> RECORDS SUPPLIED
◇ ◇ ◇

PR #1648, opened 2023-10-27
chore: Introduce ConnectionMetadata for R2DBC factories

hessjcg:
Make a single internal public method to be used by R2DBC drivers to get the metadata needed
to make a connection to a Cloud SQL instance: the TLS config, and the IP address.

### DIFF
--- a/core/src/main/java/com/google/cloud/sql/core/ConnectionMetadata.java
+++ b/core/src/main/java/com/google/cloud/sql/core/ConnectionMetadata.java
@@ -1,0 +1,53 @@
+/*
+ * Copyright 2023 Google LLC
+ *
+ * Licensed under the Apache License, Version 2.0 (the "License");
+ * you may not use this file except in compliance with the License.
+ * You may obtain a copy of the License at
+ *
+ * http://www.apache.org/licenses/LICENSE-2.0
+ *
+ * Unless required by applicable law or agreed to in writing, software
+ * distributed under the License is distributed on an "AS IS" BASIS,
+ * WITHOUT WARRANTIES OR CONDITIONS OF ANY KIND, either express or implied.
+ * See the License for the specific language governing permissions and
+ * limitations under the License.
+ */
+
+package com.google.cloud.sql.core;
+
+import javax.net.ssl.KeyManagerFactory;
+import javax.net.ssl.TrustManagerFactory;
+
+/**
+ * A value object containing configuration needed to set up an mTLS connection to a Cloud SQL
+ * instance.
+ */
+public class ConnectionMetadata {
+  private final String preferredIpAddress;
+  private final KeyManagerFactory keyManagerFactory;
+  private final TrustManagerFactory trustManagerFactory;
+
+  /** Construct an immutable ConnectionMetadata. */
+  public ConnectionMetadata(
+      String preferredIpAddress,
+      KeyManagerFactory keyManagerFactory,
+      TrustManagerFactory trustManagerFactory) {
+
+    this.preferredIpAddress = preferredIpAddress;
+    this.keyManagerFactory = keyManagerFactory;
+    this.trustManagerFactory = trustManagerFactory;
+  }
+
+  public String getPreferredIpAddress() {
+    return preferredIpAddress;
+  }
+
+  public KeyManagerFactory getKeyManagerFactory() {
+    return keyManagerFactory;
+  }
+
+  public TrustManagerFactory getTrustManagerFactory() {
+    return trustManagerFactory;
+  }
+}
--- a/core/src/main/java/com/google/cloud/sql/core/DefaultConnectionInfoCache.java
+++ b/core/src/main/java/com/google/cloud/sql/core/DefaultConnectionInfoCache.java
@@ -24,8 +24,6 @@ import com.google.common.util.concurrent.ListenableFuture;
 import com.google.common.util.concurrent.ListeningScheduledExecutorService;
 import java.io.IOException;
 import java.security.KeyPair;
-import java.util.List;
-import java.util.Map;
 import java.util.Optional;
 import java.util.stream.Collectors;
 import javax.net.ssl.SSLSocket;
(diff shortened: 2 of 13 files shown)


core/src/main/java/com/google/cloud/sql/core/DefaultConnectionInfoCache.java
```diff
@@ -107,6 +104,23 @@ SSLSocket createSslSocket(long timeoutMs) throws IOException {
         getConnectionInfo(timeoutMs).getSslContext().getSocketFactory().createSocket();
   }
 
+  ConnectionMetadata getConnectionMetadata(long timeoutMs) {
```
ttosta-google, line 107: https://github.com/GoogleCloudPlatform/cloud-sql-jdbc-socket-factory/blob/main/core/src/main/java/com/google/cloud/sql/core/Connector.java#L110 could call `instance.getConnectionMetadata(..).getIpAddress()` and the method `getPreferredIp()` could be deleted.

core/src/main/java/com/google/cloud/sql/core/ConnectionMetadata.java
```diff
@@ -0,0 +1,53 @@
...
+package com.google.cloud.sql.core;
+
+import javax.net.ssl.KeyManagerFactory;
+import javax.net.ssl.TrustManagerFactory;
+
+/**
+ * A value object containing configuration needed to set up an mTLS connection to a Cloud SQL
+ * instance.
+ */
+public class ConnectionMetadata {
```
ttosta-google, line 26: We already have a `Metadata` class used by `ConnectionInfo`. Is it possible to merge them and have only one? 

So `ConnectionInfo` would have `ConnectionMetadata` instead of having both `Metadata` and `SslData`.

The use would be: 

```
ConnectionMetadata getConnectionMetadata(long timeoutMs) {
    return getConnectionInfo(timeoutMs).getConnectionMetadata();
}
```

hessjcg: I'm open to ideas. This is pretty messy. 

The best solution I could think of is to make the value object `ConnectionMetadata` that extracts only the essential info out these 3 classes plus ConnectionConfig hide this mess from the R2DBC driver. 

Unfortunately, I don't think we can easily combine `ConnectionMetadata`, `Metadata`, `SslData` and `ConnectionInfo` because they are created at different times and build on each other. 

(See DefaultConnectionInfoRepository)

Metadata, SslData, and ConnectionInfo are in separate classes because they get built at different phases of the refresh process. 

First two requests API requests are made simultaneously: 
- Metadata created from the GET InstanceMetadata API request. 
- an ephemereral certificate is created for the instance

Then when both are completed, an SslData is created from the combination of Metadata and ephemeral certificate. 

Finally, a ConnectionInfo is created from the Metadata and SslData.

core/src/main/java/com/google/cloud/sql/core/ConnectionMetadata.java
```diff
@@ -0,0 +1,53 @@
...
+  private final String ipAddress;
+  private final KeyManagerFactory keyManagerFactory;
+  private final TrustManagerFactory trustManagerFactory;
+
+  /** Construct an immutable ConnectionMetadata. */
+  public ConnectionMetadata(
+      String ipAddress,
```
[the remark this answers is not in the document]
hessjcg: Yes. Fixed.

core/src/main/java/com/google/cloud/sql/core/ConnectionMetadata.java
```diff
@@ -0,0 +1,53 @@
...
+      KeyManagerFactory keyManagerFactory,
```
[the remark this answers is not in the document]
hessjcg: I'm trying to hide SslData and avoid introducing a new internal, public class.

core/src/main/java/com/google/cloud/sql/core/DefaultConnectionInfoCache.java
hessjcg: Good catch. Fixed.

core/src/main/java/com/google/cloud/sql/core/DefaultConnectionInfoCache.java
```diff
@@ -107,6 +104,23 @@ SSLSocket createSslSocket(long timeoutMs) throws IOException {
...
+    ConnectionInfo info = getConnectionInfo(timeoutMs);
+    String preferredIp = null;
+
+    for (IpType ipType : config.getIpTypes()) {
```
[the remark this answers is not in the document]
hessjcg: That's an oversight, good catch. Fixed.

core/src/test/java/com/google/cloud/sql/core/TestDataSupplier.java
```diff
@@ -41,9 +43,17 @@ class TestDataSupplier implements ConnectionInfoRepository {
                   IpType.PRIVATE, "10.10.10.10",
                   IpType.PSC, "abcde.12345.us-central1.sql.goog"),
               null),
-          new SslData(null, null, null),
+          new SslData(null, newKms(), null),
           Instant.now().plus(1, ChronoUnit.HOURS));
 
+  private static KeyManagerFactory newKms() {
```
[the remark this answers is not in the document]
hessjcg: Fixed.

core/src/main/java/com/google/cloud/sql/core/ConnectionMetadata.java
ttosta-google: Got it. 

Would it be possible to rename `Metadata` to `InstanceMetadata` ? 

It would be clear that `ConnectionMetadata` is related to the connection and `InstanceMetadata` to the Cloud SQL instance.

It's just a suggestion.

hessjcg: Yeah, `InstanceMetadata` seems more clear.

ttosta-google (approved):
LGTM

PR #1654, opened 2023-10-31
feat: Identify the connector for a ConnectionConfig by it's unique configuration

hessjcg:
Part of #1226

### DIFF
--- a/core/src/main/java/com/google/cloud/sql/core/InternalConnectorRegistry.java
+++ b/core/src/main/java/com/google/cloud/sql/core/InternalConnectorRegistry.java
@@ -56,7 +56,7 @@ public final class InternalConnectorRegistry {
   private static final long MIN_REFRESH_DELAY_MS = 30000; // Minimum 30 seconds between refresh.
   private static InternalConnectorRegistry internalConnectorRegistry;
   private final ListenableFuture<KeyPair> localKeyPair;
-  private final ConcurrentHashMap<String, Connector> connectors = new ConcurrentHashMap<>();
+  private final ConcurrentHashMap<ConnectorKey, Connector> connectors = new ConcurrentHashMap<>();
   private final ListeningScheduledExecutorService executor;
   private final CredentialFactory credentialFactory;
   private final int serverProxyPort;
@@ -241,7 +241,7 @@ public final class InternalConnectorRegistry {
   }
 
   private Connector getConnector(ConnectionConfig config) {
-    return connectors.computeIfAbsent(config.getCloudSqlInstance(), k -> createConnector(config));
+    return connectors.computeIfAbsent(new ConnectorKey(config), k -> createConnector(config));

◇ ◇ ◇

> TASK GOAL
An exact restatement of the lines from the one with "connectors.computeIfAbsent(config.getCloudSqlInstance(), k ->" through the last line of the data is the only acceptable answer.

> EXERCISE RESPONSE
-    return connectors.computeIfAbsent(config.getCloudSqlInstance(), k -> createConnector(config));
+    return connectors.computeIfAbsent(new ConnectorKey(config), k -> createConnector(config));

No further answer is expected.